**EXERCISE DIRECTIONS:** For the word "feedbacks", count the lines below that contain it. Give the number alone.

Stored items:
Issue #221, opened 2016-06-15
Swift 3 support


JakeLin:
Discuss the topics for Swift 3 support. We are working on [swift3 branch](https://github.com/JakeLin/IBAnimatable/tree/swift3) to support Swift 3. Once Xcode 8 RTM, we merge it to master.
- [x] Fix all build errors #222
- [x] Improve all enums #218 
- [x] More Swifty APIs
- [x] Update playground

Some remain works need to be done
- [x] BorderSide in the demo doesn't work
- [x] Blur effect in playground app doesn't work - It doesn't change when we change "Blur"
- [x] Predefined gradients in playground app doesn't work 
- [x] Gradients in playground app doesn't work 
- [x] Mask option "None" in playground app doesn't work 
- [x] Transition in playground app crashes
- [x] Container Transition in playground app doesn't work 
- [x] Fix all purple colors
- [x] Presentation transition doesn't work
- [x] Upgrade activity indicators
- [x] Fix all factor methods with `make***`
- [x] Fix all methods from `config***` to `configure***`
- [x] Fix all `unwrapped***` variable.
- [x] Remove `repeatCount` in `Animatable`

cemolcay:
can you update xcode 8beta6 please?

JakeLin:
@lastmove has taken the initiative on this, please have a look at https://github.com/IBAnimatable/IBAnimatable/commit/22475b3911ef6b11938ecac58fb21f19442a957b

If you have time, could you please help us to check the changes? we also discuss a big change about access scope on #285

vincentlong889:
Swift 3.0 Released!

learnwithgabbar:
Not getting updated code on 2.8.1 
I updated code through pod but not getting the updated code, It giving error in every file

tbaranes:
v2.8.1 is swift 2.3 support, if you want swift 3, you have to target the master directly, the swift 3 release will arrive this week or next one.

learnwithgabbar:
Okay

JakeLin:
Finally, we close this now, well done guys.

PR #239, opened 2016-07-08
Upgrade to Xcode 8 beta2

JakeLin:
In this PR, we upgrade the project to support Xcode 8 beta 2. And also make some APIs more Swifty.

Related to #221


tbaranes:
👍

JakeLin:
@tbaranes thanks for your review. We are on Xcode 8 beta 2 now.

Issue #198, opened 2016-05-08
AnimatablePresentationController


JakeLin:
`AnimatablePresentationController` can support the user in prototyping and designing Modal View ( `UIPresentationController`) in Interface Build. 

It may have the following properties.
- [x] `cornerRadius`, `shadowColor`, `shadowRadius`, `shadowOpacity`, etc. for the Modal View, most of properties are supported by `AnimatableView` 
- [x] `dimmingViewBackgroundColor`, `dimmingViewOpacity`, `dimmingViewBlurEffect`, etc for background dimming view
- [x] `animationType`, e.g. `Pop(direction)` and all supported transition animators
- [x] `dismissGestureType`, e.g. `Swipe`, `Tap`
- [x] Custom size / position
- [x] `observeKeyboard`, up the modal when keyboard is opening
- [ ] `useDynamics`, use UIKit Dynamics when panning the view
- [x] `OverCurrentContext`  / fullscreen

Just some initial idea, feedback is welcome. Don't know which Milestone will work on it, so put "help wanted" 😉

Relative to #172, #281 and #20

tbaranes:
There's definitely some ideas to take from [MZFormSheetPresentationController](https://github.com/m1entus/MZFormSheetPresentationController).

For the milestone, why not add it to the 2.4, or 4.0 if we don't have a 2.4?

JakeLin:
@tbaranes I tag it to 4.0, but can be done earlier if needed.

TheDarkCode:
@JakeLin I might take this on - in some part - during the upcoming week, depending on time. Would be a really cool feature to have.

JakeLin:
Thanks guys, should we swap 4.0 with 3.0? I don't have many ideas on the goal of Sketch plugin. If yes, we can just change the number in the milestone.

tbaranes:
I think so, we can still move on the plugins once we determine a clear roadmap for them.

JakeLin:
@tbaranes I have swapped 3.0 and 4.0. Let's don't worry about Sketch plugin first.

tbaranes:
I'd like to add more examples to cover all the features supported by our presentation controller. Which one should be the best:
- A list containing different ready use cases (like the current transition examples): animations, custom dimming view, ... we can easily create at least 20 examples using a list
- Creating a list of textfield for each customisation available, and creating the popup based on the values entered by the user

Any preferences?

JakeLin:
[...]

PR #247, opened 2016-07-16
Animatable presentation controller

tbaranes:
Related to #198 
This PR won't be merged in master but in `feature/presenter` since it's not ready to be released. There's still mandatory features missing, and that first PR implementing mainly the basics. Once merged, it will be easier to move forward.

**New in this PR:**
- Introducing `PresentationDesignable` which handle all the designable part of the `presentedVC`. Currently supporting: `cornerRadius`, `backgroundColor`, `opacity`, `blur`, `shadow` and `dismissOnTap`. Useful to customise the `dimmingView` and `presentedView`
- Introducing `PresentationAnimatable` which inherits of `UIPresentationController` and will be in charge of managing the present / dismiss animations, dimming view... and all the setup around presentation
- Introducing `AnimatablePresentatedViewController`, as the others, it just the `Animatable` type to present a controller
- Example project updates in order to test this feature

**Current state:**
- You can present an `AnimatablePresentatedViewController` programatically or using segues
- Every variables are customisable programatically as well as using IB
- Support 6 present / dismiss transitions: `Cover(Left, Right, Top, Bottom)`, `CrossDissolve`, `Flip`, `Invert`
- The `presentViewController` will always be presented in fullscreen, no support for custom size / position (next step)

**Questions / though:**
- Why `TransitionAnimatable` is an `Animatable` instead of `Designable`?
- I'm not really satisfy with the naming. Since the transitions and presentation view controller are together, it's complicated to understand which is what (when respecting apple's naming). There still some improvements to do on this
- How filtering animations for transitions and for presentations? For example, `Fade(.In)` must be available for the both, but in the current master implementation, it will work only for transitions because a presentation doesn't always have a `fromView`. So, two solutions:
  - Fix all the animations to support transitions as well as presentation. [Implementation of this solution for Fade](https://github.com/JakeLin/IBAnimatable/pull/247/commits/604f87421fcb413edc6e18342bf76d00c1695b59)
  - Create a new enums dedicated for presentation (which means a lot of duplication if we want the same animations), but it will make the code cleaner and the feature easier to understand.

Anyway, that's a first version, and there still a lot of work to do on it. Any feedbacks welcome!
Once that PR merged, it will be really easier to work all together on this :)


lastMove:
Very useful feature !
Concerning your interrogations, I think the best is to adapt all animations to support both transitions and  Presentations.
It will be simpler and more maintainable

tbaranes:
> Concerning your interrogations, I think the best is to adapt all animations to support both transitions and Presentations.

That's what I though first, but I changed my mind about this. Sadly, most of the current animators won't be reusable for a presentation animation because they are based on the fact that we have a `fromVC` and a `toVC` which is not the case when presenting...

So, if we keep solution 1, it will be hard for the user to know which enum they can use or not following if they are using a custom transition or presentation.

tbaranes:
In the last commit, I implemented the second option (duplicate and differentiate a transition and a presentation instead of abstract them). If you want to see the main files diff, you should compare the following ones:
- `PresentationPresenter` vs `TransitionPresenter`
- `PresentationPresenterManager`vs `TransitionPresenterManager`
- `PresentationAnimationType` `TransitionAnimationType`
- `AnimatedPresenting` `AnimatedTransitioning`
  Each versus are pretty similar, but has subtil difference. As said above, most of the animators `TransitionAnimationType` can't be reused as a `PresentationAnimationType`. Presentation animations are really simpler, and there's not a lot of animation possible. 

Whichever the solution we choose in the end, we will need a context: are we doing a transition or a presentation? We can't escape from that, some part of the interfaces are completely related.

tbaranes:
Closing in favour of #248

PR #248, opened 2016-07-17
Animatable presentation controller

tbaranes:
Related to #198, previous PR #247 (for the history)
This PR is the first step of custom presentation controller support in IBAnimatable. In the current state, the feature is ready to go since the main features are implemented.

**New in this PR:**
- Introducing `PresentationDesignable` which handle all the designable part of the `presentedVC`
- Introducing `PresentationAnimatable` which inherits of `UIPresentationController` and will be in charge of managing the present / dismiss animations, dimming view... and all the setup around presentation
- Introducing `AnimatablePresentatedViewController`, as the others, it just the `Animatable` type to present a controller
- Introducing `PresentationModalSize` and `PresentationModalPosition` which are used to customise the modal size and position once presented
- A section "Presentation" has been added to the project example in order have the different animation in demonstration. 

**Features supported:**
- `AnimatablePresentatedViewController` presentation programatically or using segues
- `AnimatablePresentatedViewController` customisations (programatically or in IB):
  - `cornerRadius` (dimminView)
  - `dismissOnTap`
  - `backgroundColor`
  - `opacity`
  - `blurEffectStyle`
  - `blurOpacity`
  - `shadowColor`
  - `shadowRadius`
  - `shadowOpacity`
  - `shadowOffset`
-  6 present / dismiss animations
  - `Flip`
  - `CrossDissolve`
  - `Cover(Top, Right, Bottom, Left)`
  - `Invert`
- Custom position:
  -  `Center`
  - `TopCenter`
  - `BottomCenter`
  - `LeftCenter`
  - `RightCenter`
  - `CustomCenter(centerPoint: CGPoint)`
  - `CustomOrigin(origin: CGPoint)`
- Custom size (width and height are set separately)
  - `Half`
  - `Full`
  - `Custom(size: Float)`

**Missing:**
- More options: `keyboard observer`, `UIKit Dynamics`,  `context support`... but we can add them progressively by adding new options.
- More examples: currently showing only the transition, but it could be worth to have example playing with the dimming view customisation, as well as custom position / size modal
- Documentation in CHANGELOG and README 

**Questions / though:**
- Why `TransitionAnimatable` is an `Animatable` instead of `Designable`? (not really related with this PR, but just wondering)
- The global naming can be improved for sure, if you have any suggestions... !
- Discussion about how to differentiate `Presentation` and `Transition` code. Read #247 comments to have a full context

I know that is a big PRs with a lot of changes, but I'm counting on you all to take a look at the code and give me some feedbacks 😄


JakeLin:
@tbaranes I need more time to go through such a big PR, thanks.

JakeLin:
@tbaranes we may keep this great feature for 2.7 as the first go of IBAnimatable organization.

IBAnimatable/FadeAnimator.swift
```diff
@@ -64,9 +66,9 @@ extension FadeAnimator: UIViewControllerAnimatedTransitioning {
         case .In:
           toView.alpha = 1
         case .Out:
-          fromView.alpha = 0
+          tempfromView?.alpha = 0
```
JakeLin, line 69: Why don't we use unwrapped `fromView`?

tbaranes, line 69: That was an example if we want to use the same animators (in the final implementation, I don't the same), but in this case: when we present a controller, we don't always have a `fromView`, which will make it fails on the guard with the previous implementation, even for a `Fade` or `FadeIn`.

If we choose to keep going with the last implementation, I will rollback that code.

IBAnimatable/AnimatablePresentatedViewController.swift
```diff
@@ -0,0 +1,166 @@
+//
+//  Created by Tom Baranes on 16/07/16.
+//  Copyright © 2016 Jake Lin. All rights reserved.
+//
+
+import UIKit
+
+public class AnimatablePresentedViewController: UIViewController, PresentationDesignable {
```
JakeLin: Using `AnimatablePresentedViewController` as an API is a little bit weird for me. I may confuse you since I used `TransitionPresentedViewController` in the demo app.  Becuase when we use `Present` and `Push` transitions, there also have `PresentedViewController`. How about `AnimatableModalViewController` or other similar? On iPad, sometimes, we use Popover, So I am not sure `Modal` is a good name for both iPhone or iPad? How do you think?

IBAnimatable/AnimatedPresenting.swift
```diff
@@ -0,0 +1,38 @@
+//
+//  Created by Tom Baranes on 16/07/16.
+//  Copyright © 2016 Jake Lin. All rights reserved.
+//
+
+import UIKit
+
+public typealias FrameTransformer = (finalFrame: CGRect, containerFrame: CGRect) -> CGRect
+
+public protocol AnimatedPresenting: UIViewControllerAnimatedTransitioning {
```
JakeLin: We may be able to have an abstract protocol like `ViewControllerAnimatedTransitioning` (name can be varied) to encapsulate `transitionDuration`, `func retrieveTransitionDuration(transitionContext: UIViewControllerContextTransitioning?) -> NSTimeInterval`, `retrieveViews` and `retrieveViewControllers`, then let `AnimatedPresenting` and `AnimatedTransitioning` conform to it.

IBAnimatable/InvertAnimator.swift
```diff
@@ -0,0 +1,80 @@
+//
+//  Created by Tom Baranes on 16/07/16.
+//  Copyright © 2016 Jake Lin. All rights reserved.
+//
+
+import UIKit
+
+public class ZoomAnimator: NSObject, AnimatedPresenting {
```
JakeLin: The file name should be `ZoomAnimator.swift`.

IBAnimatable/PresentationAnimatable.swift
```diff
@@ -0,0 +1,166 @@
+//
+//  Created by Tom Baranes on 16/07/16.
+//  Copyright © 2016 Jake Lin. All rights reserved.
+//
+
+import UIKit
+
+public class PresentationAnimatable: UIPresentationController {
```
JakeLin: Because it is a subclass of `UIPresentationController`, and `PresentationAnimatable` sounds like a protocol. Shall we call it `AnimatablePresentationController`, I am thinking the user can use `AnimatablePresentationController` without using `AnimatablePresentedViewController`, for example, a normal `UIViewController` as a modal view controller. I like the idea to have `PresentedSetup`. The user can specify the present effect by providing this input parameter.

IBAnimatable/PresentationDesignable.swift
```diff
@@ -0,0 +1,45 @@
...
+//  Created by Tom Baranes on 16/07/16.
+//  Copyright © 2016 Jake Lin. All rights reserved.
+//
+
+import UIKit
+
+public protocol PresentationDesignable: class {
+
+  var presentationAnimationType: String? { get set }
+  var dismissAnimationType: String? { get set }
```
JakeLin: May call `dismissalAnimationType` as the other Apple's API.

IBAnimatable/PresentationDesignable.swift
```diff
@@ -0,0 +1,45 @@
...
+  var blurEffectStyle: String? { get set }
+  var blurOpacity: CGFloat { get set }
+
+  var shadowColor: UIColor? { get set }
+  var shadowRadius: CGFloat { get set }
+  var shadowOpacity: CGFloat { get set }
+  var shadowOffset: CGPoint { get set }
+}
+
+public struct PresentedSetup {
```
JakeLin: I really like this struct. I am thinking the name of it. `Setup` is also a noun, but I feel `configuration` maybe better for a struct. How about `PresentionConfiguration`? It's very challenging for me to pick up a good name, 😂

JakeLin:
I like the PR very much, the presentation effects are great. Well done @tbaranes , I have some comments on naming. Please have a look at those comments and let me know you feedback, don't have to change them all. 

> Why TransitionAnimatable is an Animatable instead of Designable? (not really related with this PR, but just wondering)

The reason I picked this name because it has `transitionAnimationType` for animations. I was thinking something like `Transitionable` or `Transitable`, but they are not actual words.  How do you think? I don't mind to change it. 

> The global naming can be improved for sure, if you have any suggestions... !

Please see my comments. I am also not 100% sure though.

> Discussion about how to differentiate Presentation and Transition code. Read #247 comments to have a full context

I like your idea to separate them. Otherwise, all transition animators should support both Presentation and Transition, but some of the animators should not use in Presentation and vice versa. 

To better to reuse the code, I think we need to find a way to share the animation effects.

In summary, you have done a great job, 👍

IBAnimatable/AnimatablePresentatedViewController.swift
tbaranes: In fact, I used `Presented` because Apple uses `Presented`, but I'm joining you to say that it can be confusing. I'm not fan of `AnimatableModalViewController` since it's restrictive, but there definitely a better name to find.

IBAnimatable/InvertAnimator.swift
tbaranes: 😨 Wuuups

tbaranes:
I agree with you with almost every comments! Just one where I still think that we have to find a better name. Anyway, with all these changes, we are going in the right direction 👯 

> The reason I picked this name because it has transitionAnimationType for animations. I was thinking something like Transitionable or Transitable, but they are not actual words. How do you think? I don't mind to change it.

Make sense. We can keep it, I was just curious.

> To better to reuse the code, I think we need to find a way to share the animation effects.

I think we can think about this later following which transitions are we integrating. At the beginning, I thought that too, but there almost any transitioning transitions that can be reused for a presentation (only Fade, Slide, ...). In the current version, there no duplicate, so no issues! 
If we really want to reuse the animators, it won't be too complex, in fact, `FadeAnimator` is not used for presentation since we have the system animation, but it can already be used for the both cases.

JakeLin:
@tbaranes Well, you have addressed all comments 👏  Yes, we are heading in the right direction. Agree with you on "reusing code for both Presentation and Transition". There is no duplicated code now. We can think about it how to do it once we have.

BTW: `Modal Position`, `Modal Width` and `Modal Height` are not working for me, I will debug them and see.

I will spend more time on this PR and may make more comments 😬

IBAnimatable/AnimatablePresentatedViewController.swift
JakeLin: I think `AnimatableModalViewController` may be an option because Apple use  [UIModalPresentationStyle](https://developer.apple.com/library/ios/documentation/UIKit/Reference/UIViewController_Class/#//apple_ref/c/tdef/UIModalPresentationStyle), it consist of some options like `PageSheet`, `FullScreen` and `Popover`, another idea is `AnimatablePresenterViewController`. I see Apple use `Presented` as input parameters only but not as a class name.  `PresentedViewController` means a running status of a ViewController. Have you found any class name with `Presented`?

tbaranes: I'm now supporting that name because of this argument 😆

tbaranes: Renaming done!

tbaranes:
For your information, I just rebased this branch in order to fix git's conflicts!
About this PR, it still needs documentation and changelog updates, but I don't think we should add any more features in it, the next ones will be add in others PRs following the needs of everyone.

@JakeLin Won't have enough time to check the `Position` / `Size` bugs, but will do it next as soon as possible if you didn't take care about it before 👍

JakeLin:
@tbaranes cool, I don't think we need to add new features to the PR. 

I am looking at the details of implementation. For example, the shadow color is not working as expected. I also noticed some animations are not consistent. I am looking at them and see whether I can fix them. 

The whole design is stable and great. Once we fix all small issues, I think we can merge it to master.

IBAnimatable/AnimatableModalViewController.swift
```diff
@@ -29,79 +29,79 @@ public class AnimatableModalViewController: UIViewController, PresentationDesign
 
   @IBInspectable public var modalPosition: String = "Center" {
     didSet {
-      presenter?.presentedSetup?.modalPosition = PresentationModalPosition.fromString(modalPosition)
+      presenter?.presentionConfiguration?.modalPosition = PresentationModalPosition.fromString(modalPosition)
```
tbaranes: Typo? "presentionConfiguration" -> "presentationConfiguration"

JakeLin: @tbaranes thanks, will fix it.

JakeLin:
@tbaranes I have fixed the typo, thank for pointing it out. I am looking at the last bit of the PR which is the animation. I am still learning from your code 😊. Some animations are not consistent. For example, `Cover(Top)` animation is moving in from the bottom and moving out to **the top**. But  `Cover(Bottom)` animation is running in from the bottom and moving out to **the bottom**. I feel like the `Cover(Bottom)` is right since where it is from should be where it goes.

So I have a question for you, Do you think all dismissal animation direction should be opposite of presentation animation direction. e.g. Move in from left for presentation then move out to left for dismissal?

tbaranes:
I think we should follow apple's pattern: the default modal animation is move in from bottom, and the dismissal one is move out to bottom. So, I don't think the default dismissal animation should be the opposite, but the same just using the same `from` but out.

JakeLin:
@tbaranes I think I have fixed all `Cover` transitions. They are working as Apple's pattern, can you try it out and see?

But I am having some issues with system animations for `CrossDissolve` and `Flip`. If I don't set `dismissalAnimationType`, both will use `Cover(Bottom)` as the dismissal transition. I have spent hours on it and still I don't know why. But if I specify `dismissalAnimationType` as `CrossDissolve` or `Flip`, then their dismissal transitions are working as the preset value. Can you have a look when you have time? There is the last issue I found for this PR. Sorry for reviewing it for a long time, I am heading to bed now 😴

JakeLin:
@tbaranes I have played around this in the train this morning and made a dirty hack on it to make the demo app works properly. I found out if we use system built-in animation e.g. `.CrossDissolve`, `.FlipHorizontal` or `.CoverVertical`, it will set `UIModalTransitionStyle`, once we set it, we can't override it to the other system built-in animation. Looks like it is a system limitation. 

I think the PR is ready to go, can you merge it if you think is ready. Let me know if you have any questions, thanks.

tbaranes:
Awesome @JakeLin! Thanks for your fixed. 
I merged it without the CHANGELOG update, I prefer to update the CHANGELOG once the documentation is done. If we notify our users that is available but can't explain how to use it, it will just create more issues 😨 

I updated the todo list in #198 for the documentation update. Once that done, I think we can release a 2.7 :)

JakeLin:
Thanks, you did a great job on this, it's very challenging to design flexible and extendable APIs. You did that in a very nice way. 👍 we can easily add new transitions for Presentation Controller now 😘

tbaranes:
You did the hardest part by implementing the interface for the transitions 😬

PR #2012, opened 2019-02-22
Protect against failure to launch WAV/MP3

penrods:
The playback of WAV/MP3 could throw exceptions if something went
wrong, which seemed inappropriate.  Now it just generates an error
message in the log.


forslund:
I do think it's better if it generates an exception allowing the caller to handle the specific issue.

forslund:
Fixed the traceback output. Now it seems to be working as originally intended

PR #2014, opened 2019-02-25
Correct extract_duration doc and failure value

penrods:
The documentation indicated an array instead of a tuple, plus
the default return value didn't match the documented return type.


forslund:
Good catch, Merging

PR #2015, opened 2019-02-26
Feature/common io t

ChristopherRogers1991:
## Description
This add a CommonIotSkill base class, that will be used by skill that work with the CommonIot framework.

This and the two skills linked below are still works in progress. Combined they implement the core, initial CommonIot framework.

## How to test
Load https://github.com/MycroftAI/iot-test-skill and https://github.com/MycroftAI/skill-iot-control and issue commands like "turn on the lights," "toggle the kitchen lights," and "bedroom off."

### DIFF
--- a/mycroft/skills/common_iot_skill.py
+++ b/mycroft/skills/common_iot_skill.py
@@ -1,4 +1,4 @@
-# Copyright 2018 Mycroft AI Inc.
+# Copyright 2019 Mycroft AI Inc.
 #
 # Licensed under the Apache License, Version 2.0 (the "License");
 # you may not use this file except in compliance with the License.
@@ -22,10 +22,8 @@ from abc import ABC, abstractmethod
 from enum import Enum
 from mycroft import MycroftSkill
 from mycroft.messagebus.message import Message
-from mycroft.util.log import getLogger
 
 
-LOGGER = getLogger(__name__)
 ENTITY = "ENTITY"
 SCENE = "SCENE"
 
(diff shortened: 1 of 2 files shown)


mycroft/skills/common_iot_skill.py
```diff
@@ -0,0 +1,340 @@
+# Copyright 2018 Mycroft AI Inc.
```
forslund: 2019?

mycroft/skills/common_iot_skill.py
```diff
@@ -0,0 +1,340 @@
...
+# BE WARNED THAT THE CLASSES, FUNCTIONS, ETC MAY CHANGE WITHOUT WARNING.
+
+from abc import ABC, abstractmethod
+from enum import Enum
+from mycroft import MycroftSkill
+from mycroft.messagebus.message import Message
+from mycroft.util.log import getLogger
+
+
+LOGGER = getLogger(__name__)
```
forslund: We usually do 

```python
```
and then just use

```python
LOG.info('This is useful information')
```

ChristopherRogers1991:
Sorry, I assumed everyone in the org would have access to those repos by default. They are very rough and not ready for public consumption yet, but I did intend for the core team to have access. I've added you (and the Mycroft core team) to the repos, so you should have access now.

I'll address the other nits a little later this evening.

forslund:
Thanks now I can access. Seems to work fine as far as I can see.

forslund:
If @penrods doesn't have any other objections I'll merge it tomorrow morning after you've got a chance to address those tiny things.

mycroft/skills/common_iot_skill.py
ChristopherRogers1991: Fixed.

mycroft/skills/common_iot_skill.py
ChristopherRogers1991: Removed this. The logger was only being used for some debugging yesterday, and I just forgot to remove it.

**TASK RESPONSE:** 2